Stored data
========

PR #706, opened 2024-07-10
Remove stray "include REXML" + fix REXML deprecation

johnnyshields:
Also change deprecated REXML::Document.entity_expansion_limit to REXML::Security.entity_expansion_limit


pitbulk:
For reference:
https://www.rubydoc.info/stdlib/rexml/REXML%2FDocument.entity_expansion_limit

PR #710, opened 2024-07-10
[READY] Merge master into v2.x (please don't squash commits!)

johnnyshields:
Please merge this PR without squashing commits so the diff between v2.x and master will be fully caught-up. (This was [previously merged here](https://github.com/SAML-Toolkits/ruby-saml/pull/696) but it was done via squash)

https://github.com/SAML-Toolkits/ruby-saml/compare/v2.x...master


johnnyshields:
Replaced by https://github.com/SAML-Toolkits/ruby-saml/pull/725

PR #711, opened 2024-07-11
[READY] v2.0 - Consistently format cert/private key PEMs

johnnyshields:
Fixes https://github.com/SAML-Toolkits/ruby-saml/issues/636

I've tried to make this as compatible as possible with the legacy behavior while still handling the case stripping out text before/after the PEM string.

**All existing test cases behave as before** (* see [comment below](https://github.com/SAML-Toolkits/ruby-saml/pull/711#discussion_r1673990011)--there's one case that needed a minor alteration as the case itself was written incorrectly.)


lib/ruby_saml/utils.rb
```diff
@@ -84,77 +87,44 @@ def self.parse_duration(duration, timestamp=Time.now.utc)
...
-        cert = cert.gsub(/\n/, "")
-        cert = cert.gsub(/\s/, "")
-        cert = cert.scan(/.{1,64}/)
-        cert = cert.join("\n")
-        "-----BEGIN CERTIFICATE-----\n#{cert}\n-----END CERTIFICATE-----"
-      end
+    # @param cert [String] The original certificate(s)
+    # @param multi [true|false] Whether to return multiple keys delimited by newline
+    # @return [String|nil] The formatted certificate(s)
+    def format_cert(cert, multi: true)
```
johnnyshields, line 96: Here `multi: true` because that was the legacy behavior. It doesn't really make sense tho...

lib/ruby_saml/utils.rb
```diff
@@ -1,13 +1,16 @@
...
+require 'openssl'
+require 'ruby_saml/pem_formatter'
 
 module RubySaml
 
   # SAML2 Auxiliary class
   #
-  class Utils
+  module Utils
+    extend self
```
johnnyshields, line 12: Converted Utils to module

test/response_test.rb
```diff
@@ -1461,14 +1461,19 @@ def generate_audience_error(expected, actual)
         end
       end
 
-      it 'raise if an encrypted assertion is found and the sp private key is wrong' do
+      it 'raise if an encrypted assertion is found and the SP private key does not match cert' do
         settings.certificate = ruby_saml_cert_text
-        wrong_private_key = ruby_saml_key_text.sub!('A', 'B')
+        wrong_private_key = ruby_saml_key_text.sub!('Z', 'X')
```
johnnyshields, line 1466: This spec was kind of silly before, previously `ruby_saml_key_text.sub!('A', 'B')` was gsubbing `-----RSA PRIVATE KEY-----` to `RSB`, and not actually affecting the pkey body. I've improved it.

test/utils_test.rb
```diff
@@ -44,8 +44,8 @@ def result(duration, reference = 0)
     let(:formatted_chained_certificate) {read_certificate("formatted_chained_certificate")}
 
     it "returns empty string when the cert is an empty string" do
-      cert = ""
-      assert_equal "", RubySaml::Utils.format_cert(cert)
+      cert = ''
+      assert_nil RubySaml::Utils.format_cert(cert)
```
johnnyshields, line 48: The case of nil/empty/blank string now consistently returns nil.

lib/ruby_saml/pem_formatter.rb
```diff
@@ -0,0 +1,68 @@
...
+      algo = key.match(/((?:RSA|ECDSA|EC|DSA) )PRIVATE KEY/)&.[](1)
+      label = "#{algo}PRIVATE KEY"
+      format_pem(key, label)
+    end
+
+    # Strips all whitespace and the BEGIN/END lines,
+    # then splits the string into 64-character lines,
+    # and re-applies BEGIN/END labels
+    def format_pem(str, label)
+      str = str.gsub(/\s|-{5}\s*(BEGIN|END) [A-Z\d\s]+-{5}/, '').scan(/.{1,64}/).join("\n")
```
johnnyshields, line 64: This regex matches `\s` OR the header. Note `\s` is any whitespace, including `\n` and `\r`.

johnnyshields:
@pitbulk this is ready for your review and merge.

PR #785, opened 2026-02-01
Use cgi/escape for Ruby 4.0 compatibility

joshwetzel:
Ruby 4.0 removed the full CGI library from the standard library, which produces a warning. Since the code only uses `CGI.escape`, we can require `cgi/escape` instead of the full `cgi` library. This provides just the escape/unescape functionality and is compatible with both Ruby 3.x and 4.x.

```
warning: CGI library is removed from Ruby 4.0. Please use cgi/escape instead for
CGI.escape and CGI.unescape features
```


joshwetzel:
@pitbulk thanks for merging https://github.com/SAML-Toolkits/ruby-saml/pull/784! Here's another one for you if you haven't seen it already.

johnnyshields:
@pitbulk can we release RubySaml 2.0 -- I already fixed this there, along with many other bugs.

PR #790, opened 2026-05-03
Raise `ArgumentError` when `nil settings` passed to some methods

alstrocrack:
## Status
**READY**

## Migrations
NO

## Description

Several methods across `OneLogin::RubySaml::Authrequest`, `Logoutrequest`, `SloLogoutresponse`, and `Metadata` accepted `nil` as their `settings` argument according to YARD comments (`[OneLogin::RubySaml::Settings|nil]`), but in practice passing `nil` causes a `NoMethodError` immediately when the method tries to call methods on `settings`.

This PR:

- Adds an explicit `ArgumentError` guard at the top of each affected public method, providing a clear error message instead of a cryptic `NoMethodError`
- Corrects the YARD `@param` annotations to remove `|nil`, accurately reflecting that `nil` is not a valid value
- Removes the dead-code private method `encode_raw_saml` from `SamlMessage`

`ArgumentError` was chosen over the library's custom `SettingError` because passing `nil` is a caller-side programming error (wrong argument), whereas `SettingError` is reserved for cases where a settings object exists but contains invalid or missing configuration values.

## Related PRs

N/A

## Todos
- [x] Tests
- [x] Documentation

## Deploy Notes

N/A

## Steps to Test or Reproduce

N/A

- `Authrequest#create`, `#create_params`, `#create_authentication_xml_doc`
- `Logoutrequest#create`, `#create_params`, `#create_logout_request_xml_doc`
- `SloLogoutresponse#create`, `#create_params`, `#create_logout_response_xml_doc`
- `Metadata#generate`

### DIFF
--- a/lib/onelogin/ruby-saml/saml_message.rb
+++ b/lib/onelogin/ruby-saml/saml_message.rb
@@ -100,17 +100,6 @@ module OneLogin
         saml
       end
 
-      # Deflate, base64 encode and url-encode a SAML Message (To be used in the HTTP-redirect binding)
-      # @param saml [String] The plain SAML Message
-      # @param settings [OneLogin::RubySaml::Settings|nil] Toolkit settings
-      # @return [String] The deflated and encoded SAML Message (encoded if the compression is requested)
-      #
-      def encode_raw_saml(saml, settings)
-        saml = deflate(saml) if settings.compress_request
-
-        CGI.escape(encode(saml))
-      end
-
       # Base 64 decode method
       # @param string [String] The string message
       # @return [String] The decoded string
--- a/lib/onelogin/ruby-saml/authrequest.rb
+++ b/lib/onelogin/ruby-saml/authrequest.rb
@@ -95,7 +95,7 @@ module OneLogin
       end
 
       # Creates the SAMLRequest String.
-      # @param settings [OneLogin::RubySaml::Settings|nil] Toolkit settings
+      # @param settings [OneLogin::RubySaml::Settings] Toolkit settings
       # @return [String] The SAMLRequest String.
       #
       def create_authentication_xml_doc(settings)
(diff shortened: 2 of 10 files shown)


pitbulk:
@alstrocrack, can you extend the review to other classes? Please add guardrails as well to avoid the NoMethodError errors, thanks!

lib/onelogin/ruby-saml/saml_message.rb
```diff
@@ -100,17 +100,6 @@ def decode_raw_saml(saml, settings = nil)
         saml
       end
 
-      # Deflate, base64 encode and url-encode a SAML Message (To be used in the HTTP-redirect binding)
-      # @param saml [String] The plain SAML Message
-      # @param settings [OneLogin::RubySaml::Settings|nil] Toolkit settings
-      # @return [String] The deflated and encoded SAML Message (encoded if the compression is requested)
-      #
-      def encode_raw_saml(saml, settings)
```
alstrocrack, line 108: I found this dead code. What do you think about me deleting this code because I thought it was related to these changes? As far as I checked, this code isn’t called from anywhere and is a private method.

alstrocrack:
@pitbulk 

I added some changes to this PR. I searched for incorrect comments regarding `nil settings` across this repo and fixed all of them.

I thought `ArgumentError` was more appropriate than `SettingsError`, so I used `ArgumentError`. However, I initially suggested using `SettingsError` as a `nil` guard error.

I also found some other places where similar `nil` guard fixes could be applied. However, since this PR was originally intended only to fix comments, I limited the changes to the sources related to those comments for now.

Could you check these changes again?

alstrocrack:
@pitbulk 

Just a reminder, in case you might have overlooked this.

PR #57, opened 2021-03-25
Use BEARER_TOKEN_FILE to find token in ligo.osgostorage.org

DrDaveD:
This makes ligo.osgstorage.org token support use the WLCG standard BEARER_TOKEN_FILE for the variable name to use to find the authorizing access token.


djw8605 (approved):
LGTM

also, what an oddly long environment variable name.

PR #68, opened 2021-05-20
Add ligo.hpc.swin.edu.au

djw8605:


djw8605:
Waiting on confirmation from admin that this is the right host.  It's not responding from external IPs (at least from my tests)

DrDaveD:
I think you probably just need to change it port 8443.

djw8605:
Yup, you are right.  But now the cert seems expired.  I'll provide feedback to the site.

djw8605:
@DrDaveD could you review and shepard this change wherever it needs to go?

DrDaveD:
You have confirmed now that it works?

djw8605:
Yup, works.

DrDaveD (approved):

DrDaveD:
Since @zvada is traveling this week I'll go ahead and deploy this.  We should also add this to the egi branch in case people in Australia use the egi configuration, and it should go into master as well.  Each one has to be a separate PR because this part of the config is different in each.  @djw8605 please go ahead and create those PRs as well.

PR #70, opened 2021-05-24
Add ligo.hpc.swin.edu.au

djw8605:


etc/cvmfs/config.d/ligo.osgstorage.org.conf
```diff
@@ -1,5 +1,5 @@
 CVMFS_EXTERNAL_URL="https://stashcache.t2.ucsd.edu:8444//user/ligo/;https://osg-kansas-city-stashcache.nrp.internet2.edu:8444//user/ligo/;https://osg-chicago-stashcache.nrp.internet2.edu:8444//user/ligo/;https://osg-new-york-stashcache.nrp.internet2.edu:8444//user/ligo/;https://dtn2-daejeon.kreonet.net:8444//user/ligo/"
-CVMFS_EXTERNAL_URL="$CVMFS_EXTERNAL_URL;https://fiona.uvalight.net:8444//user/ligo/;https://stashcache.gravity.cf.ac.uk:8444//user/ligo/;https://xcache.cr.cnaf.infn.it:8443//user/ligo/;https://xcachevirgo.pic.es:8443//user/ligo/"
+CVMFS_EXTERNAL_URL="$CVMFS_EXTERNAL_URL;https://fiona.uvalight.net:8444//user/ligo/;https://stashcache.gravity.cf.ac.uk:8444//user/ligo/;https://xcache.cr.cnaf.infn.it:8443//user/ligo/;https://xcachevirgo.pic.es:8443//user/ligo/;https://ligo.hpc.swin.edu.au:8443//user/ligo/"
```
DrDaveD, line 2: Actually I'd prefer this one to also be on the previous line because that's the convention I was following, although it wasn't documented.  For that purpose, please add a comment before the first line that says "# subset of stashcache servers configured by OSG" and another comment before the second line that says "# stashcache servers not configured by OSG"

DrDaveD (changes requested):

djw8605:
Updated.

DrDaveD (changes requested):
Please accept my suggested extra comments, so they're all in one PR for Jose to merge and distribute in egi.

DrDaveD (approved):

DrDaveD:
@jose-caballero I will leave this to you to merge and distribute.

jose-caballero (approved):

etc/cvmfs/config.d/ligo.osgstorage.org.conf
```diff
@@ -1,4 +1,6 @@
-CVMFS_EXTERNAL_URL="https://stashcache.t2.ucsd.edu:8444//user/ligo/;https://osg-kansas-city-stashcache.nrp.internet2.edu:8444//user/ligo/;https://osg-chicago-stashcache.nrp.internet2.edu:8444//user/ligo/;https://osg-new-york-stashcache.nrp.internet2.edu:8444//user/ligo/;https://dtn2-daejeon.kreonet.net:8444//user/ligo/"
+# subset of stashcache servers configured by OSG
+CVMFS_EXTERNAL_URL="https://stashcache.t2.ucsd.edu:8444//user/ligo/;https://osg-kansas-city-stashcache.nrp.internet2.edu:8444//user/ligo/;https://osg-chicago-stashcache.nrp.internet2.edu:8444//user/ligo/;https://osg-new-york-stashcache.nrp.internet2.edu:8444//user/ligo/;https://dtn2-daejeon.kreonet.net:8444//user/ligo/;https://ligo.hpc.swin.edu.au:8443//user/ligo/"
```
jblomer, line 2: Just wondering, are the double slashes after the port numbers typos?

DrDaveD: Probably.  I think the first one was set that way and everybody has just been following the same conventions since when they add a new one.

DrDaveD:
But in this case isn't it interpreted by cvmfs instead of xrootd?  I guess it would still turn into an `http GET //...` on the xrootd server.

etc/cvmfs/config.d/ligo.osgstorage.org.conf
DrDaveD: But in this case isn't it interpreted by cvmfs instead of xrootd? I guess it would still turn into an http GET //... on the xrootd server.

PR #72, opened 2021-06-15
Changes for supporting ligo.osgstorage.org in cvmfsexec

DrDaveD:
These changes are part of what's needed to get ligo.osgstorage.org to be mountable under cvmfsexec.  It also needs a current nightly build of cvmfs (or version 2.8.2 when it is released, or greater later) and cvmfsexec version 4.12 (or greater).


zvada (approved):
LGTM

PR #73, opened 2021-08-03
Add colorado.xsede.org.pub key

zvada:
Freshdesk 67319.


DrDaveD:
Rename to remove the "colorado." from the public key, because it's going to apply to the whole domain.  Also add a corresponding domain.d/xsede.org.conf.  I suggest starting by copying domain.d/gridpp.ac.uk.conf but use the three OSG stratum 1s from osgstorage.org.conf: bnl, fnal, and goc.

DrDaveD:
Replaced by #74

PR #77, opened 2021-08-03
Bring egi osgstorage config up to date

DrDaveD:
Corresponds to #49, #53, #71 and #72.


DrDaveD:
@jose-caballero This is low priority, but to do sometime just to keep egi in sync with osg.

jose-caballero:
Hi @DrDaveD, could you squash the last 2 commits?

DrDaveD:
I could, but I don't think it would be an improvement.  In fact I had originally put in one new commit to add that symlink, but I decided to back it out after I discovered these other 2 commits that were already in the repo on another branch that I could cherry-pick.  I think it's better to share commits as much as possible between branches for this special-purpose github repo.

jose-caballero (approved):

PR #80, opened 2021-10-04
Make CVMFS_HIDE_MAGIC_XATTRS=yes the default for sw repos

jblomer:


DrDaveD (approved):
Looks good to  me.  I'm not sure if should be included for osg & egi but we could leave it only in default for a while and see if any problems appear.

DrDaveD:
I assume you will take care of deploying it.

PR #82, opened 2022-01-04
updating chicago cache to use its canonical name instead of its alias

ddavila0:


DrDaveD:
Why update the Chicago name and not the others (kansas-city, new-york, houston, and sunnyvale)?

========

Problem details ▸ Your job is to copy out every line from the records above that has the word "caballero".

Answer to the exercise ▸
@jose-caballero I will leave this to you to merge and distribute.
jose-caballero (approved):
@jose-caballero This is low priority, but to do sometime just to keep egi in sync with osg.
jose-caballero:
jose-caballero (approved):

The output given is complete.